The Training Platforms Team plays a key role in CoreWeave's customer journey as the team responsible for supporting and innovating the interfaces our customers use to schedule and drive their machine learning workloads. Initially supporting our Slurm platform on CoreWeave's Kubernetes-native infrastructure, this team has a mandate to keep their fingers on the pulse of the machine learning community and provide commoditised solutions targeted to their needs that reduce friction and increase the efficiency and reliability of consuming CoreWeave's world-class GPU cloud.

We are seeking a Senior Engineer to join the Training Platforms Team and help us build the interfaces of consumption that CoreWeave's customers need in order to be successful. This is a new team, based in London but with the opportunity to work fully remotely. You will be involved in the early stages of Coreweave's expansion into Europe, and will work on the full gamut of rewarding challenges that come with the business of building a cloud in a communicative, supportive, and high-performing environment.
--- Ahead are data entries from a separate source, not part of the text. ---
PR #843, opened 2019-07-09
adds support for asynchronous reads using the ReadListener from servlet api

shamsimam:

- adds support for asynchronous reads using the ReadListener from servlet api

We would like to avoid manually managing a custom thread pool to pump the request bytes to the backend.

### DIFF
--- a/waiter/src/waiter/process_request.clj
+++ b/waiter/src/waiter/process_request.clj
@@ -207,7 +207,7 @@
                         (min max-buffer-size))
           buffer-bytes (byte-array buffer-size)
           bytes-read (.read input-stream buffer-bytes)]
-      (log/info "processed bytes from the request input stream" {:available bytes-available :read bytes-read})
+      (log/debug "processed bytes from the request input stream" {:available bytes-available :read bytes-read})
       (when (pos? bytes-read)
         (let [byte-buffer (ByteBuffer/wrap buffer-bytes 0 bytes-read)]
           (when-not (au/timed-offer!! body-ch byte-buffer streaming-timeout-ms)
@@ -263,7 +263,7 @@
             (try
               (cid/with-correlation-id
                 correlation-id
-                (log/info "reading available bytes from request input stream")
+                (log/debug "reading available bytes from request input stream")
                 (loop []
                   (let [bytes-read (read-available-bytes!! streaming-timeout-ms complete-request-streaming input-stream body-ch)]
                     (when (pos? bytes-read)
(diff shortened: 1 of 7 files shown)


waiter/src/waiter/process_request.clj
```diff
@@ -190,143 +190,107 @@
...
+     Returns the bytes read from the input stream."
+    [streaming-timeout-ms error-handler-fn ^ServletInputStream input-stream body-ch]
+    (let [bytes-available (.available input-stream)
+          buffer-size (-> bytes-available
+                        (bit-and buffer-increment-mask)
+                        (max min-buffer-size)
+                        (min max-buffer-size))
+          buffer-bytes (byte-array buffer-size)
+          bytes-read (.read input-stream buffer-bytes)]
+      (log/info "processed bytes from the request input stream" {:available bytes-available :read bytes-read})
```
sradack: Should we switch this to `log/debug`?

waiter/src/waiter/process_request.clj
```diff
@@ -190,143 +190,107 @@
...
+      (.setReadListener
+        input-stream
+        (reify ReadListener
+          (onAllDataRead [_]
+            (complete-request-streaming nil))
+          (onDataAvailable [_]
+            (try
+              (cid/with-correlation-id
+                correlation-id
+                (log/info "reading available bytes from request input stream")
```
sradack: Should we switch this to `log/debug`?

waiter/src/waiter/process_request.clj
```diff
@@ -190,143 +190,107 @@
...
+                (loop []
+                  (let [bytes-read (read-available-bytes!! streaming-timeout-ms complete-request-streaming input-stream body-ch)]
+                    (when (pos? bytes-read)
+                      (report-request-size-metrics bytes-read false))
+                    (when (and (utils/non-neg? bytes-read) (.isReady input-stream))
```
sradack: All the examples I've seen have `isReady()` guarding `read()` calls.  Should we check `isReady()` before calling `read()`?

shamsimam: The example at https://docs.oracle.com/javaee/7/tutorial/servlets013.htm is using a `do ... while()` loops where the call to `read()` is before the call to `isReady()`

shamsimam:
> What wasn't working before?

1. Using the ReadListener inside jet at https://github.com/twosigma/jet/blob/waiter-patch/src/clj/qbits/jet/servlet.clj#L71 was not working.

2. My previous attempts (before the thread pool pump) did not use the call to `isReady()` and were not receiving the `onDataAvailable()` callbacks.

3. I also received [`IllegalStateException: ReadListener already set` errors](https://github.com/twosigma/waiter/pull/804) before, but did not dig deeper since my `onDataAvailable()` callbacks were not working.

waiter/src/waiter/process_request.clj

waiter/src/waiter/process_request.clj

PR #847, opened 2019-07-10
Clean up redundant error messages.

scrosby:
We log both the thrown error as well as the log/error.

-


waiter/src/waiter/service.clj
```diff
@@ -165,9 +164,8 @@
          (throw (ex-info "Unable to put instance on release-chan."
                          {:instance ~instance})))
        (do
-         (log/error "Unable to find release-chan for service" service-id#)
          (throw (ex-info "Unable to find release-chan."
-                         {:instance ~instance}))))))
+                         {:instance ~instance :service service-id#}))))))
```
sradack:
```suggestion
                         {:instance ~instance :service-id service-id#}))))))
```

As a member of the Training Platforms Team, you will have the opportunity to:

  • Identify and implement scalable and fault-tolerant interfaces for consuming GPU resources that are responsive to the needs and practices of the ML community.
  • Investigate new frameworks and ensure that Coreweave is able to support customers with the latest cutting edge techniques in ML training.
  • Create test plans, deployment automation, dashboards, alerts, and insights into our product's operations as well as participate in the Training Platforms on-call rotation.
  • Develop as a technical leader, leveraging your experience and your existing knowledge of Slurm and/or Kubernetes to help mentor and support junior engineers.
  • Grow, change, invest in your teammates, be invested-in, share your ideas, listen to others, be curious, have fun, and, above all, be yourself.
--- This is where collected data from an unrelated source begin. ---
PR #849, opened 2019-07-10
Change log level to warn for bad service names.

scrosby:
We should probably be rejecting these service names at injection, instead
of at the zookeeper level. Oh well.

-

### DIFF
--- a/waiter/src/waiter/kv.clj
+++ b/waiter/src/waiter/kv.clj
@@ -95,9 +95,9 @@
   given the underlying ZooKeeper implementation."
   [key]
   (when (re-matches #".*/.*" key)
-    (throw (ex-info "Key may not contain '/'" {:key key})))
+    (throw (ex-info "Key may not contain '/'" {:key key :log-level :warn})))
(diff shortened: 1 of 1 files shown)


waiter/src/waiter/kv.clj
```diff
@@ -95,9 +95,9 @@
   given the underlying ZooKeeper implementation."
   [key]
   (when (re-matches #".*/.*" key)
-    (throw (ex-info "Key may not contain '/'" {:key key})))
+    (throw (ex-info "Key may not contain '/'" {:key key :log-level :warn})))
```
sradack: Service names shouldn't reach this level.  Can we validate service names at the appropriate level?

scrosby: Yup. See my comment on the pullrequest. I was keeping this deliberately scoped narrow. We can keep it open to make that change.

sradack: The trouble is that it should be considered an error to try to write an invalid key to ZK.  Let's make the change there or close this PR out.

PR #857, opened 2019-07-12
disable flaky tests

nsinkov:

- disable flaky backend-proto tests

too many PRs blocked by these right now


shamsimam:
Can you confirm that all of these are flaking? I thought only the `https` one is flaking internally.

PR #858, opened 2019-07-12
disable flaky tests only on kubernetes

nsinkov:

-disable flaky proto backend tests only on kubernetes


shamsimam:
Awaiting green build.

PR #33, opened 2023-10-19
Enable CI testing

annehaley:
Should be merged into #30 

Our CI was practically a noop before. This PR enables the tests and adds a pytest for the results of the populate script.
The `test` and `check-migrations` tests are run within the docker compose context, since our `django.Dockerfile` installs some large packages for `large-image`, which we need for some of our data ingest conversions during population (and to not raise import errors).


AlmightyYakob (approved):
Everything seems to work as far as I can tell

PR #34, opened 2023-10-23
Web updates

annehaley:
Depends on #33, which depends on #30. This is the last PR in the chain for the redesign effort. This PR is intended to reach feature parity with master, with one addition. This adds a slider to the options panel which allows the user to switch between map layers on a Dataset if there is more than one.


AlmightyYakob (approved):
Testing locally this seems to work as expected

PR #35, opened 2023-11-09
General Optimizations to new application design

AlmightyYakob:
Makes the following notable changes:

* Update the models to include new fields / indexes
* Update the behavior of vector map layer / tile retrieval, to make use of `tile_extents`, a field which contains the range of x/y values for every `z` depth in the `VectorMapLayer`
* Remove local paths for docker-compose service volumes (will need to re-run database migrations and population)
* Retrieve all map layers from one dataset endpoint, instead of two-staged approach


web/src/layers.ts
```diff
@@ -40,28 +69,14 @@ export async function getOrCreateLayerFromID(
     throw new Error(`Could not get or create openLayer for undefined layer`);
   }
 
-  let cachedMapLayer = _mapLayerManager.value.find((l) => {
+  const cachedMapLayer = _mapLayerManager.value.find((l) => {
     return l.id === mapLayerId && l.type === mapLayerType;
   });
   if (cachedMapLayer) return cachedMapLayer;
 
   const mapLayer = await getMapLayer(mapLayerId, mapLayerType);
```
annehaley, line 77: I believe with these changes we can get `mapLayer` (the full serialized version with the tile extents) from the dataset, so we wouldn't need this API call here anymore, and it will speed up the slider. But in this function, we would need to find it across all fetched dataset map layers, since the dataset (or derived region!) is not known here. Or we could refactor the function to take a dataset and index.

uvdat/core/tasks/dataset.py
```diff
@@ -36,18 +40,18 @@ def convert_dataset(
...
         for file_to_convert in FileItem.objects.filter(dataset=dataset):
             vector_map_layer = create_vector_map_layer(
                 file_to_convert,
                 style_options=style_options,
             )
-            if network_options:
+            if network:
                 create_network(vector_map_layer, network_options)
             elif region_options:
                 create_source_regions(vector_map_layer, region_options)
```
annehaley, line 57: From the CI failure, it looks like the `create_network` step isn't running. Perhaps the classification wasn't set.

annehaley: Changed in [1175a1b](https://github.com/OpenGeoscience/uvdat/pull/35/commits/1175a1b277492777e622e3381701ef0ce39c65c0)

web/src/layers.ts
annehaley: Changed in [3d4287f](https://github.com/OpenGeoscience/uvdat/pull/35/commits/3d4287f13ca924ae71c5339eee87ae87abe37d4d)

annehaley (approved):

The base pay for this position ranges from £80,000 - £120,000. Pay is based on a number of factors including job-related knowledge, skills, and experience. This position requires participation in a rotating on-call schedule.
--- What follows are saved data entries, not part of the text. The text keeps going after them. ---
PR #40, opened 2024-05-31
Publishing server code as Docker image

annehaley:
This PR changes the Dockerfile used by the Django and Celery containers to make it more portable. The same Dockerfile is now used to publish an image on `ghcr.io`, which is publicly accessible here: https://github.com/orgs/OpenGeoscience/packages?repo_name=uvdat. We can use this server image on other projects where only the client application needs custom code.

### DIFF
--- a/.github/workflows/docker_image.yml
+++ b/.github/workflows/docker_image.yml
@@ -8,7 +8,7 @@ on:
 
 env:
   REGISTRY: ghcr.io
-  IMAGE_NAME: uvdat/uvdat:server
+  IMAGE_NAME: opengeoscience/uvdat:server
 
 jobs:
   publish-uvdat-server:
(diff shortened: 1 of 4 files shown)


johnkit (approved):
Good job getting the container image generated. In the future, I presume we'll add some kind of release/versioning process to distinguish between images generated by PRs and images generated from the main branch.

johnkit (approved):
Nice work. Thanks

annehaley:
@johnkit You made a good point about needing some versioning for the image tag. I added a Python Semantic Version step to the action, which will create a new release. We can use the release tag in the docker image tag. I also removed the clause that triggers this action on a pull request, so we will have to merge to test the behavior.

johnkit (approved):
+1

Though we've been discussing more architectural changes, let's go ahead and get this into CI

Wondering if you're a good fit?We believe in investing in our people, and value candidates who can bring their own diversified experiences to our teams - even if you aren't a 100% skill or experience match. Here are some qualities we've found compatible with our team. If a portion of this resonates with you, we'd love to talk.

  • You have four or more years of experience in a software engineering industry with a specialisation in developing and troubleshooting distributed systems in production and at scale.
  • You have a drive to learn and grow in a rapidly evolving technology space and have interest or experience in some of the current core technologies supported by the team such as Slurm.
  • You are comfortable with the idea of using Go as your primary programming language and are capable of navigating a Linux operating environment.
  • You have experience using Kubernetes, with a solid understanding of its major components and ingress/service meshes.
  • You can transform problems in elastic architectures, decompose them into achievable tasks, and socialise both to your teammates.
  • You're interested in reliability engineering concepts such as the different types of testing, progressive deployments, error budgets, the role observability, and fault-tolerant design.
  • You're excited about being part of a team of diverse perspectives and backgrounds that believe in tackling challenges, growing hand in hand, and winning together.